Avec amour et acharnement (c)Curiosa Films.png
Les protagonistes de cette adaptation d’un récit de Christine Angot s'engagent corps et âme dans ce qui n'en demeure pas moins une piètre réflexion sur l'amour.

Une histoire qui commence sur une vision du bonheur, c’est l'histoire d'un bonheur qui ne peut pas durer. Voilà ce que l'on se dit en regardant Sarah et Jean (Juliette Binoche et Vincent Lindon) dans une scène d’ouverture qui voit l'amour en bleu. Leurs rires coupés de baisers, l’eau qui dégouline de leurs visages radieux – quoique marqués, sévères, inquiets – et la mer tout autour, bain de jouvence, promesse d’éternité, profondeur dont la menace s’oublie dès qu’on croit savoir nager. Pour usée qu’elle soit, la mer comme métaphore d’un amour, infini parce que dans le refus des limites, constitue le prologue assez exact d'un récit qui se laisse conduire par l’émotion.

De retour à Paris, le couple apparaît déjà sous un jour nettement plus sombre. Sorti de prison depuis peu, Jean n’a pas encore retrouvé du travail. En attendant de pouvoir monter sa propre affaire, il vit aux crochets de Sarah, journaliste à RFI. Ils sont tous deux divorcés et parents d’adolescents qui vivent leur vie ailleurs. Au fil de ses galères administratives, Jean reprend contact avec François, un ancien associé (Grégoire Colin). Dans le milieu trouble du sport de compétition, cet homme, prototype du « beau ténébreux », exerce le métier de recruteur. Il est aussi l’ex-mari et le grand amour de Sarah.

Moyennant d'importantes modifications d’identité, le film reprend tous les éléments du classique trio amoureux relaté dans Un tournant de vie Christine Angot, une évocation à peine masquée de son histoire d’amour avec Vincent (en vrai Doc Gynéco), et Alex (Charly Clovis, ami et collaborateur du musicien et compagnon actuel de l’écrivaine).

D’un laconisme calculé, l’écriture chez Christine Angot donne forme à un état de tension et de colère. A travers les deux extrêmes que sont l’abus et la fidélité se pose de façon récurrente la question du lien amoureux.

On pourrait en dire autant du cinéma de Claire Denis, cinéaste qui privilégie les collaborations. Ainsi, sans vraiment l’éloigner de son propre vécu, celles-ci constituent un point de vue autre sur des récits qui ne la touchent pas moins de près. Les affinités avec l’autrice de L’Inceste (par ailleurs coscénariste d’Un beau soleil intérieur) portent donc moins sur l’autofiction proprement dite que sur l’équilibre fragile entre le dit et le non-dit que ce genre appelle.

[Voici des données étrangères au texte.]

PR #1117, opened 2026-09-16
Honor Transmission Terminated (V) when using tractor beams

### LINKED ISSUE #846: Transmission Terminated(v) targeting a ship to prevent tractor beams did not protect from In Range
DS player deployed Tyrant and LS player played transmission terminated(v) targeting tyrant to not be able to use tractor beams.

DS player decided to YOLO and battled anyway and In Range highlighted. Testing for bugs In Range was played in the weapons segment and successfully fired the tractor beam.

https://gemp.starwarsccg.org/gemp-swccg/game.html?replayId=Teacher$7jp7gk9qpjsuu1g6

## **Expected behavior**
Tyrant should not be able use the tractor beam if targeted by transmission terminated(v).

billbisco:
Why: leftover #846. Transmission Terminated (V) targets a starship so that, for the rest of the turn, it may not use tractor beams, fire weapons, or cloak. In Range still offered and resolved a tractor beam on a targeted Star Destroyer.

A l’instar de l'écrivaine, Claire Denis est une adepte des mises en scène tendues à l’extrême où la vérité des êtres et des situations se cherche dans les paroxysmes qui ne laissent pas beaucoup de place au commentaire. Tout se passe sur le plan des gestes et des déplacements que l’image consigne avec une grande précision, puisqu’il s’agit de montrer ce qui excède le langage.

Mais ce qui est vrai pour la plupart des films de Claire Denis ne l’est plus ici. Peut-être sous l’effet de la rencontre entre deux acteurs sanguins, Binoche et Lindon, les digues semblent avoir lâché. Cette fois les mots envahissent tout l’espace du plan, intérieur et extérieur, jetant leur poids de poncifs et de confusion sur une scène de ménage qui, avec tant de beau monde, aurait mérité un plus subtil éclairage.

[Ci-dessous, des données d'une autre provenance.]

PR #1118, opened 2026-09-16
Blown-away locations cause their own Force loss

### LINKED ISSUE #837: Honor Of The Jedi not reducing Force loss from DS Hoth Main Power Generators
Yes

## **Describe the bug**
DS blows away the DS card Hoth: Main Power Generators from Set 22 (Card222_009.java).  DS does not satisfy Honor, occupying only a single battleground. However, the full Force loss of 5 is applied. Of note: No Escape is on table, but No Escape should not be applicable because the Force loss comes from a location card, not from the Epic Event.

## **To Reproduce**
1. Have DS play the Hoth Walkers objective
2. LS deploys Honor Of The Jedi
3. Possibly relevant: Have DS deploy No Escape
4. DS blow away Main Power Generators without satisfying Honor
5. The full 5 Force loss occurs

## **Game Replay ID:**
https://gemp.starwarsccg.org/gemp-swccg/game.html?replayId=wcullen$5qjuh2yjtqloh8oq
DS Turn 4

## **Expected behavior**
Honor should reduce the loss from 5 to 3.

## **Screenshots**
Image

billbisco:
## Why

Honor Of The Jedi did not reduce the 5 Force loss when Dark Side Hoth: Main Power Generators (Set 22) was blown away. The location text is “If 'blown away,' Light Side loses 5 Force,” which is a location-sourced Force loss, not “+5” added to the epic event’s blown-away total. Folding it into the epic event made No Escape treat the loss as coming from an Epic Event, which is immune to Honor.

## What it does

- Main Power Generators (Set 22 and original) cause their own `LoseForceEffect` sourced from the location.
- Same pattern for Death Star: War Room (V) (“you lose 3 Force”) and Blockade Flagship: Docking Bay (“lose 4 Force”), which also used the additive blown-away pool without a “+”.

## What it fixes

Blowing away Main Power Generators is a 5 Force loss from the location. Honor reduces it by 2 unless the opponent occupies three battlegrounds. No Escape does not apply, because the source is a location, not an Effect, Epic Event, or Objective.

## Issues

Closes #837


BOTVHD:
Because this force loss is not directly part of the blow away action, I'm not totally sure if the site's force loss should occur as a response to the TriggerCondition.isBlownAwayCalculateForceLossStep.  It's possible it should be happening at a different point in the sequence (like, for example, the TriggerCondition.isBlownAwayLastStep).

Does the AR clearly specify the timing for force loss from location text (that is not modifying the blown away amount of force loss)?

billbisco:
Yes. 2023 AR Appendix C, **Blown Away - Timing**: after the card says the location is blown away, in order:

1. Relocate cards that relocate when blown away.
2. If a site, cards at that site are lost.
3. **Any Force loss caused by any cards or rules is now checked and applied.**
4. If a system, related locations (and cards there) are lost.
5. Flip the location.
6. Continue with events on the card.
7. Automatic actions to the blowing away.
8. Just actions to the blowing away.

Step 3 is all Force loss from cards or rules, not only a "+" to the epic-event total. Example 2 (Bunker): at step 3 "the Force loss on the Epic Event is now applied ... we check all sources." Example 1 (Hoth system): the Main Power Generators 8 is not applied because that *site* was not blown away; if it had been, that 8 is Force loss at this same step.

That is `isBlownAwayCalculateForceLossStep` (after cards at the site are lost, before the flip). `isBlownAwayLastStep` is AR steps 7-8, after the location is already face-down with no printed game text. Location text "If 'blown away,' Light Side loses 5 Force" is checked at step 3, as its own LoseForceEffect from the location.

BOTVHD:
I think this is right.

I'm not totally sure about the removal of `action.skipInitialMessageAndAnimation();`
I guess that's a judgement call on UI (forcing the player to take a required action on the location to do the force loss action instead of auto-prompting it?).

I'm not very familiar with how the performing player affects things, but the addition of `action.setPerformingPlayer` seems reasonable.

billbisco:
`skipInitialMessageAndAnimation` only skips the initiation message and card animation. Required triggers still auto-fire either way.

It belonged with `AddToBlownAwayForceLossEffect`, which was a silent add to the epic-event pool. This is now a real `LoseForceEffect` from the location, so that message should show.

`setPerformingPlayer` is for that message (who is applying the location text). Thanks VHD.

A l'origine du film, il y a la pandémie. Empêchée de se lancer dans un projet aussi ambitieux que High Life, la cinéaste s'est vue forcée de se rabattre sur un terrain plus confidentiel. En tant que fruit du confinement, Avec amour et acharnement n’en témoigne pas moins de sa capacité à tirer le meilleur d’un cahier des charges très contraignant. Par l'habileté des mouvements de caméra au plus près de la peau, elle réussit à établir cette continuité gênante qui, parfois, au sein d’un même élan passionnel, lie l’amour à la violence. Les personnages sont aussi beaux qu’exaspérants, ce dernier aspect finissant par triompher de leurs qualités.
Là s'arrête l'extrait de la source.